These stabs are sweet i got them a month or so ago and have already seen a significant jump in my average scores for Indoors will find out about outdoors in a few months... You all should check them out they are sweet!!


----------



## Robin Hall (Dec 8, 2005)

smwal023 said:


> how much is all the platium staff


We hope to have the 2011 MSRP posted on our site later today.


----------



## asa1485 (Jan 16, 2008)

smwal023 said:


> how much is all the platium staff


$269 msrp


----------



## jfuller17 (Jan 28, 2007)

Very nice looking stuff!


----------



## asa1485 (Jan 16, 2008)

Yes sir


----------



## craigos (Aug 29, 2005)

I was fortunate enough to get a set of the 33" fronts and 15" sides from Erik and they are wonderful.

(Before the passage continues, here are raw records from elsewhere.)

PR #1288, opened 2025-06-10
Design: Add Design document for Backfill Plugin

### LINKED ISSUE #1278: Backfill Plugin Design Doc Creation, Review and Approval.
Based on design meeting and discussion with the team, use notes and recording to propose a Backfill design document.

AlfredoG87:
## Reviewer Notes

Based on discussion last Thursday over the design meeting.
Adds a Document that captures the mechanism and high level logic for the backfill plugin functionality.

Fixes #1278

### DIFF
--- a/docs/design/backfill-plugin.md
+++ b/docs/design/backfill-plugin.md
@@ -1,0 +1,156 @@
+# Backfill Plugin Design Document
+
+## Table of Contents
+
+1. [Purpose](#purpose)
+2. [Goals](#goals)
+3. [Terms](#terms)
+4. [Entities](#entities)
+5. [Design](#design)
+6. [Diagram](#diagram)
+7. [Configuration](#configuration)
+8. [Metrics](#metrics)
+9. [Exceptions](#exceptions)
+10. [Acceptance Tests](#acceptance-tests)
+
+## Purpose
+
+This plugin purpose is to detect missing gaps in the intended stored block sequence, then autonomously and asynchronously fetch the missing blocks from another source and store them.
+
+## Goals
+
+1. Detect gaps on start-up an while running.
+2. Fetch missing blocks from another BN, most be configurable.
+3. Asynchronously recovery (fetch and store) the missing blocks, without blocking the live ingestion path (new coming blocks).
+4. Instrumentation, logging, metrics and error handling for the backfill process.
+
+## Terms
+
+<dl>
+  <dt>Missing Gap</dt>
+  <dd>Its a contiguous range of missing blocks, could be a single one.</dd>
+  <dt>Backfill</dt>
+  <dd>The process of fetching and storing missing blocks in the local storage.</dd>
+    <dt>Grpc Client</dt>
+    <dd> A client that connects to another Block Node to fetch missing blocks.</dd>
+
+</dl>
+
+## Entities
+
+### BackfillPlugin
+
+- The main plugin that manages the backfill process.
+- Orchestrates runs, gap detection, fetching, and message processing.
+- Handles configuration and initialization.
+- Implements the `Block Node Plugin` interface.
+
+### MessagingFacility
+
+Block Node's messaging system used for communication between plugins and components.
+
+### HistoricalBlockFacility
+
+A facility that provides access to historical blocks, this is available for all plugins.
+
+## Design
+
+1. At start-up a loop is defined that runs every `backfill.scanInterval`
+2. At every interval the plugin detects missing gaps in the intended block range against the actual stored blocks using the `HistoricalBlockFacility`.
+3. If gaps are found, it initiates the backfill process.
+4. The plugin uses a gRPC client to connect to another Block Node (configured via `backfill_sources`) to fetch the missing blocks.
+5. Once the blocks are fetched, the plugin creates a `BlockNotification` of type `BackfilledBlockNotification` and sends it to the `MessagingFacility`.
+6. The `VerificationPlugin` will then process the `BackfilledBlockNotification` and if the block is valid, it will create a `VerificationNotification` and send it to the `MessagingFacility` for further processing.
+7. The PersistencePlugin will then store the block in the local storage.
+8. The `BackfillPlugin` will receive the `PersistenceNotification` and update its internal state accordingly, marking the backfill process as complete for that block.
+
+## Diagram
+
+```mermaid
+sequenceDiagram
+    autonumber
+    participant BackfillPlugin
+    participant HistoricalBlockFacility
+    participant GrpcClient
+    participant MessagingFacility
+    participant VerificationPlugin
+    participant PersistencePlugin
+
+    loop Every backfill.scanInterval
+        BackfillPlugin->>HistoricalBlockFacility: detectMissingGaps(firstBlock, lastBlock)
+        alt Gaps found
+            BackfillPlugin->>+GrpcClient: fetchMissingBlocks(gapRange, batchSize)
+            GrpcClient-->>-BackfillPlugin: blocks[]
+            loop For each block
+                BackfillPlugin->>MessagingFacility: BackfilledBlockNotification(block)
+            end
+        else No gaps
+            Note right of BackfillPlugin: nothing to backfill
+        end
+    end
+
+%% Verification path
+    MessagingFacility->>VerificationPlugin: BackfilledBlockNotification(block)
+    activate VerificationPlugin
+    VerificationPlugin-->>MessagingFacility: VerificationNotification(block, valid)
+    deactivate VerificationPlugin
+
+%% Persistence path
+    MessagingFacility->>PersistencePlugin: VerificationNotification(block, valid)
+    activate PersistencePlugin
+    PersistencePlugin-->>MessagingFacility: PersistenceNotification(block)
+    deactivate PersistencePlugin
+
+%% Backfill completion
+    MessagingFacility->>BackfillPlugin: PersistenceNotification(block)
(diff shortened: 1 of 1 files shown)


docs/design/backfill-plugin.md
```diff
@@ -0,0 +1,216 @@
...
+## Terms
+
+<dl>
+  <dt>Missing Gap</dt>
+  <dd>Its a contiguous range of missing blocks, could be a single one.</dd>
+  <dt>Backfill</dt>
+  <dd>The process of fetching and storing missing blocks in the local storage.</dd>
+    <dt>Grpc Client</dt>
+    <dd> A client that connects to another Block Node to fetch missing blocks.</dd>
+
```
jsync-swirlds, line 36: Small spacing error here.

docs/design/backfill-plugin.md
```diff
@@ -0,0 +1,216 @@
...
+        BackfillPlugin-->>MessagingFacility: no gaps → no action
+    end
+
+```
+
+### gRPC Client
+
+The gRPC client is used to connect to another Block Node to fetch the missing blocks. It will be configured with the `backfill_sources` parameter, which is a list of HOST:PORT pairs of the Block Nodes to connect to.
+- Fetching blocks will be done in batches, the size of which can be configured with the `backfill.fetchBatchSize` parameter.
+- For each BN configured, the client will perform an `BlockNodeService/serverStatus` call to check if the missing gap is available in the remote BN, if it is not available, it will skip that BN and continue with the next one.
```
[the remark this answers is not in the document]
AlfredoG87: I disagree, I believe that a query to `server/status` is really cheap and fast, and the backfill plugin knows if it has a partial range available, a full range available or none.

docs/design/backfill-plugin.md
```diff
@@ -0,0 +1,216 @@
...
+- If the remote BN is not available, it will log an error and continue with the next one.
```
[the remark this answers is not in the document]
AlfredoG87: ✅ Done!

docs/design/backfill-plugin.md
```diff
@@ -0,0 +1,216 @@
...
+9. [Exceptions](#exceptions)
+10. [Acceptance Tests](#acceptance-tests)
+
+## Purpose
+
+This plugin purpose is to detect missing gaps in the intended stored block sequence, then autonomously and asynchronously fetch the missing blocks from another source and store them.
+
+## Goals
+
+1. Detect gaps on start-up an while running.
```
ata-nas, line 22:
```suggestion
1. Detect gaps on start-up and while running.
```

docs/design/backfill-plugin.md
```diff
@@ -0,0 +1,216 @@
...
+2. Fetch missing blocks from another BN, most be configurable.
```
ata-nas, line 23: Maybe a typo here?
```suggestion
2. Fetch missing blocks from another BN, must be configurable.
```

docs/design/backfill-plugin.md
```diff
@@ -0,0 +1,216 @@
...
+3. Asynchronously recovery (fetch and store) the missing blocks, without blocking the live ingestion path (new coming blocks).
```
ata-nas, line 24:
```suggestion
3. Asynchronously recover (fetch and store) the missing blocks, without blocking the live ingestion path (new incoming blocks).
```

docs/design/backfill-plugin.md
```diff
@@ -0,0 +1,216 @@
...
+4. Instrumentation, logging, metrics and error handling for the backfill process.
+
+## Terms
+
+<dl>
+  <dt>Missing Gap</dt>
+  <dd>Its a contiguous range of missing blocks, could be a single one.</dd>
+  <dt>Backfill</dt>
+  <dd>The process of fetching and storing missing blocks in the local storage.</dd>
```
ata-nas, line 33: Do we go through verification after fetching?

docs/design/backfill-plugin.md
```diff
@@ -0,0 +1,216 @@
...
+    H -->|Yes| E3[Log No configured BN had missing blocks]
+    E3 --> I[Exit, retry after scanInterval]
+
+```
+
+## Configuration
+
+|     Configuration Property     |                                     Description                                      | Default |
+|--------------------------------|--------------------------------------------------------------------------------------|---------|
+| `backfill.firstBlockAvailable` | The first block that this BN deploy wants to have available                          | 0       |
```
ata-nas, line 185: firstBlockAvailable == 0 default is probably not a good idea. As a default maybe we should have -1 to mean whatever is the first block you receive via the regular stream (or if you already have something persisted, the lowest number you have is the one you want to have lowest available), that would be the first one you want to have. Zero is a valid block number and would essentially mean full history.

ata-nas (commented):
@AlfredoG87 looks good, diagrams are 🔥, I leave some cleanup suggestions.

docs/design/backfill-plugin.md
AlfredoG87: Yes, we cannot Persist a Block that has not gonne trought Verification

docs/design/backfill-plugin.md
AlfredoG87: Let me think more about this, thanks for the idea.

docs/design/backfill-plugin.md
```diff
@@ -0,0 +1,216 @@
...
+        BackfillPlugin->>MessagingFacility: BackfilledBlockNotification(blocks)
+    else No gaps
+        BackfillPlugin-->>MessagingFacility: no gaps → no action
+    end
+
+```
+
+### gRPC Client
+
+The gRPC client is used to connect to another Block Node to fetch the missing blocks. It will be configured with the `backfill_sources` parameter, which is a list of HOST:PORT pairs of the Block Nodes to connect to.
```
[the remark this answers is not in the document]
jsync-swirlds: An external file (pointed to by config) is a good idea.
My primary point is just that host:port pairs are probably not sufficient.

docs/design/backfill-plugin.md
jsync-swirlds: I would advocate for a default of `0`.  The default should be "full history" and any node not wanting that can set a different value.
It's probably lower risk to make the most critical systems (Tier 1 full history) the defaults.

AlfredoG87: I agree with @jsync-swirlds in this one, "The first block received" is too ambiguous and prone to indeterministic behaviour and tests

docs/design/backfill-plugin.md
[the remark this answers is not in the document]
AlfredoG87: My original idea was to set priority by Order of appearance on the list, and since we have some in-flux design for BN Address Book, I would go with this simpler approach atm, to simplify and expedite the feature to live, and once we have more certainty of the BN Address Book inner working and a more final structure for the BN json file. we can change it down the road, is always easier to add complexity than to remove it.

docs/design/backfill-plugin.md
AlfredoG87: ✅  Done!

docs/design/backfill-plugin.md
AlfredoG87: ✅  Done!

docs/design/backfill-plugin.md
```diff
@@ -0,0 +1,216 @@
...
+
+## Terms
+
+<dl>
+  <dt>Missing Gap</dt>
+  <dd>Its a contiguous range of missing blocks, could be a single one.</dd>
+  <dt>Backfill</dt>
+  <dd>The process of fetching and storing missing blocks in the local storage.</dd>
+    <dt>Grpc Client</dt>
+    <dd>A client that connects to another Block Node to fetch missing blocks.</dd>
```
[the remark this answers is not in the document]
AlfredoG87: ✅ Done! now it should be correct 👍

jsync-swirlds (dismissed):

ata-nas (dismissed):
Great job @AlfredoG87! 🔥

docs/design/backfill-plugin.md
```diff
@@ -0,0 +1,258 @@
...
+  <dt>Missing Gap</dt>
+  <dd>Its a contiguous range of missing blocks, could be a single one.</dd>
+  <dt>Backfill</dt>
+  <dd>The process of fetching and storing missing blocks in the local storage.</dd>
+  <dt>Grpc Client</dt>
+  <dd>A client that connects to another Block Node to fetch missing blocks.</dd>
+  <dt>BackfilledBlockNotification</dt>
+  <dd>A new Notification Type that can be published to the Messaging Facility, it is intended to contain a whole block that was fetched from another source and is being backfilled into the system. </dd>
+  <dt>NewestBlockKnownToNetwork</dt>
+  <dd>Commonly sent by the Publisher Plugin to indicate that the BlockNode is behind and that needs to get up-to-date, commonly picked handled by Backfill plugin and filling the gap immediately.</dd>
```
jsync-swirlds, line 39: Wording suggestion:
```suggestion
  <dd>Notification sent by a plugin, including a "publisher" plugin, to indicate that the BlockNode is behind and must be brought up-to-date. This is often handled by a "backfill" plugin by immediately requesting the missing blocks.</dd>
```

jsync-swirlds (dismissed):
Looks good.
One small wording update, but that can be added later.

ata-nas (approved):

ata-nas (approved):

PR #1289, opened 2025-06-10
chore: Improving secret handling for BN chart deployments

### LINKED ISSUE #1005: Improve Secret Handling of Helm Chart to better match RE Workflows
> @AlfredoG87 Yes, this is exactly what I have in mind as well. If the secret is not used by the block node then I think removing it completely would be better than keeping it as a placeholder as it causes more confusion on whether or not it is required. However, if it is used and is necessary for the deployment then what you have stated in the template above should work.
> If you want to keep it around as a placeholder then `blockNode.secret.enabled: false` might be a way to make sure that no one specifies both secret and secretRef together.
> So something like this might work better...
> 
> ```
> {{ if .Values.blockNode.secret.enabled }}
>   - secretRef:
>       name: {{ include "hiero-block-node.fullname" . }}-secret
> {{ else if .Values.blockNode.secretRef }}
>   - secretRef:
>       name: {{ .Values.blockNode.secretRef }}
> {{ end }}
> ```
> 
> The `else if` ensures that only one of the conditions (secret.enabled or secretRef) is evaluated.
> If secret.enabled is true, it uses the first block. Otherwise, it checks for secretRef.
> 
> Or this should also work without the `enabled` flag.
> 
> ```
> {{ if .Values.blockNode.secret }}
>   - secretRef:
>       name: {{ include "hiero-block-node.fullname" . }}-secret
> {{ else if .Values.blockNode.secretRef }}
>   - secretRef:
>       name: {{ .Values.blockNode.secretRef }}
> {{ end }}
> ```
> 
> I'll leave it to you on how you want to implement the conditional logic. 

 _Originally posted by @shezaan-hashgraph in [#999](https://github.com/hiero-ledger/hiero-block-node/issues/999#issuecomment-2797625668)_

AlfredoG87:
## Reviewer Notes

Due to how much Operators plan to deploy their BNs the best practice is to pre-create a secret source and then just specify it to the blockNode using a .Values override.

If for testing purposes still desires to create a secret object with entries provided in the collection of values, is still possible but discouraged other than for testing purposes

Fixes #1005

### DIFF
--- a/charts/block-node-server/templates/deployment.yaml
+++ b/charts/block-node-server/templates/deployment.yaml
@@ -83,8 +83,13 @@ spec:
         envFrom:
           - configMapRef:
               name: {{ include "hiero-block-node.fullname" . }}-config
+          {{ if .Values.blockNode.secret }}
           - secretRef:
-              name: {{ include "hiero-block-node.fullname" . }}-secret
+             name: {{ include "hiero-block-node.fullname" . }}-secret
+          {{ else if .Values.blockNode.secretRef }}
+          - secretRef:
+              name: {{ .Values.blockNode.secretRef }}
+          {{ end }}
         volumeMounts:
           - name: logging-config
             mountPath: {{ .Values.blockNode.logs.configMountPath }}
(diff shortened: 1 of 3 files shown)


jsync-swirlds (approved):

ata-nas (approved):
🔥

Very well made, the new vbar is so solid and adjustable. The best quality available.


----------



## BowStrapped (Aug 3, 2010)

When will retailers be carrying these ?


----------



## mikenegus (Mar 26, 2009)

$269.00 for the set? Or just the front stab?


----------



## asa1485 (Jan 16, 2008)

BowStrapped said:


> When will retailers be carrying these ?


They should be able to order them now.


----------



## asa1485 (Jan 16, 2008)

mikenegus said:


> $269.00 for the set? Or just the front stab?


Front bar.


----------